翻到最后,青岚宗的离场页却少了一枚封存印。
“难怪你们的离场令发不出去。”
孟听澜检查印槽。
“公证印、赛务印、主审印都在。”
“少什么?”
“没有少。”
“那为何封不上?”
“多了一处空格。”
离场页原本只有三处印槽。
此刻最下方却多出第四处。
没有署名。
也没有说明由谁落印。
只有一个红色小字。
【查。】
纪无尘道:“撕掉这一页。”
孟听澜先拓印,再沿装订线裁下。
缺页刚离开总册,下一页又生出同样的空格。
【查。】
第五议事使合上总册。
“青岚宗暂缓离场。”
沈照夜问:“多久?”
“查清这格是什么。”
“若查不清?”
“明日午时,无论能否封存,我以议事殿临时令放你们走。

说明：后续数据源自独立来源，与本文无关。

PR #2358, opened 2022-02-04
chore: remove lint-staged

SeriousBug:
`lint-staged` causes the unstaged hunks inside partially-staged files to be staged as well. This may cause people (especially myself) to accidentally commit changes they did not intend to commit. This PR removes `lint-staged`.

### DIFF
--- a/package.json
+++ b/package.json
@@ -102,7 +102,9 @@
     "hooks:pre-commit": "node ./hooks/pre-commit.js",
     "hooks:pre-push": "node ./hooks/pre-push.js",
     "gen:meta": "node ./bootstrap/scripts/genMeta.js",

”
“今晚呢?”
“留在住处。”
顾怀山若知道又要多付一夜房钱,大概会先来问这枚【查】能不能抵押金。
沈照夜没有争。
红线已经从总册背面穿了出来。
又缠回他的脚边。
第五议事使看不见。
谢无恙看不见。
所有人只能看见离场页上凭空多了一格。
沈照夜却能看见更多。
红线的一端连着大比主榜。
另一端开始钻进命债簿。
他按住衣襟。
书在里面一下一下顶着。
“出去。”
谢无恙忽然道。
纪无尘看向他。
“为何?”
“这里全是归档过的东西。”
“归档怎么了?”
“判词喜欢空处。”
桌上那些证物卷同时翻了一页。
每一本都翻到末尾。
空白纸面朝上。
红线从沈照夜脚下分开,往每一处空白延伸。
孟听澜立即压住最近的两本。
“离开侧室。”
几人退到外廊。
沈照夜最后一个跨过门槛。
红线没有留在卷宗里。
又全部收回来。
仍旧跟着他。
谢无恙拉住他的手腕,一路走到无人的旧旗架后。
“把书给我。”
沈照夜没有松手。
“你要做什么?”
“先带走。”
“线跟的不是书。”
“试过?”
沈照夜从怀里取出命债簿,塞进谢无恙手中。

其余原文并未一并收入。